[Collected data entries]
PR #321, opened 2023-03-20
Add userland stacks and threads commands

pcd1193182:
Now that the stacks and threads commands have been properly separated into the kernel module, we can write a userland implementation of these commands.  These implementations are heavily based on the originals, but using the generic drgn API that doesn't assume it can access the thread's object parameter. As a result, we have to lose the `module` and `state` filters on the stacks.

### DIFF
--- a/sdb/commands/ustacks.py
+++ b/sdb/commands/ustacks.py
@@ -45,42 +45,64 @@ class UserStacks(sdb.Locator, sdb.PrettyPrinter):
         The command returns all thread IDs that matched the
         filter.
 
+        The command will not produce output on running userland processes,
+        because the process is not stopped while being analyzed.
+
     EXAMPLES
         Print the call stacks for all threads
 
             sdb> stacks
-            TASK_STRUCT        STATE             COUNT
-            ==========================================
-            0xffff9521bb3c3b80 IDLE                394
-                              __schedule+0x24e
-                              schedule+0x2c
-                              worker_thread+0xba
-                              kthread+0x121
-                              ret_from_fork+0x35
-
-            0xffff9521bb3cbb80 INTERRUPTIBLE       384
-                              __schedule+0x24e
-                              schedule+0x2c
-                              smpboot_thread_fn+0x166
-                              kthread+0x121
-                              ret_from_fork+0x35
+            TID         COUNT
+            ==========================================================
+            ...
+            125023          1
+                              0x7f2fd24c1170+0x0
+                              spa_open_common+0x1ac
+                              dsl_sync_task_common+0x65
+                              dsl_sync_task_sig+0x13
+                              zcp_eval+0x70f
+                              dsl_destroy_snapshots_nvl+0x12b
+                              dsl_destroy_snapshot+0x3f
+                              ztest_objset_destroy_cb+0xb7
+                              dmu_objset_find_impl+0x481
+                              dmu_objset_find+0x56
+                              ztest_dmu_objset_create_destroy+0xad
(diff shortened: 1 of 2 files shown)


ahrens (approved):
can we add a test case for this?

sdb/commands/ustacks.py
```diff
@@ -0,0 +1,280 @@
...
+
+        Optionally, the command can filter stacks, displaying only
+        those that contain a given function.
+
+        The command returns all thread IDs that matched the
+        filter.
+
+    EXAMPLES
+        Print the call stacks for all threads
+    TODO
```
sdimitro: Leftover TODO

sdb/commands/ustacks.py
```diff
@@ -0,0 +1,280 @@
...
+                              thread_generic_wrapper+0x74
+                              kthread+0x121
+                              ret_from_fork+0x35
+
+
+        Count the number of stacks in the zfs module
+
+           sdb> stacks -m zfs | count
+           (unsigned long long)12
+
```
sdimitro: Per your commit description we don't implement `-m` correct?

sdb/commands/ustacks.py
```diff
@@ -0,0 +1,280 @@
...
+            0xffff9521b3f43b80 INTERRUPTIBLE         1
+                              __schedule+0x24e
+                              schedule+0x2c
+                              schedule_timeout+0x15d
+                              __cv_timedwait_common+0xdf
+                              __cv_timedwait_sig+0x16
+                              l2arc_feed_thread+0x66
+                              thread_generic_wrapper+0x74
+                              kthread+0x121
+                              ret_from_fork+0x35
```
sdimitro: Can we add some test examples here?

sdb/commands/ustacks.py
```diff
@@ -0,0 +1,280 @@
...
+            # generic "ValueError" exception, so we may wind up
+            # masking other "ValueError" exceptions that are not due
+            # to unwinding the stack of a running task.
+            #
+            # We can't check the state of the task here, and verify
+            # it's in the "R" state, since that state can change in
+            # between the point where the "ValueError" exception was
+            # originally raised, and here where we'd verify the
+            # state of the task; i.e. it could have concurrently
+            # transitioned from running to some other state.
```
sdimitro: That could be something worth mentioning the `man/help` message above; i.e. "the running thread may not come up on live processes"

BTW is that the case for core dumps too?

sdb/commands/ustacks.py
```diff
@@ -0,0 +1,280 @@
...
+                          proc_reg_write+0x43
+                          __vfs_write+0x1b
+                          vfs_write+0xb9
+                          vfs_write+0xb9
+                          ksys_write+0x67
+                          __x64_sys_write+0x1a
+                          __x64_sys_write+0x1a
+                          __x64_sys_write+0x1a
+                          do_syscall_64+0x57
+                          entry_SYSCALL_64+0x94
```
sdimitro: New example here?

sdimitro (changes requested):

sdimitro (approved):

sdimitro:
@ahrens @pcd1193182

In terms of testing we can add a userland core dump to our test suite the same way we have kernel ones but the testing infrastructure will need to be adjusted a bit more. I can slowly start working on this. In the meantime I'm good with merging this.

EDIT: Paul if you have a core dump that you used for development, you can try archiving it with `savedump` and send me over the file.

### [EXERCISE PROMPT]
Above are the entries; copy every line among them that contains the word "ValueError".

### [TASK SOLUTION]
+            # generic "ValueError" exception, so we may wind up
+            # masking other "ValueError" exceptions that are not due
+            # between the point where the "ValueError" exception was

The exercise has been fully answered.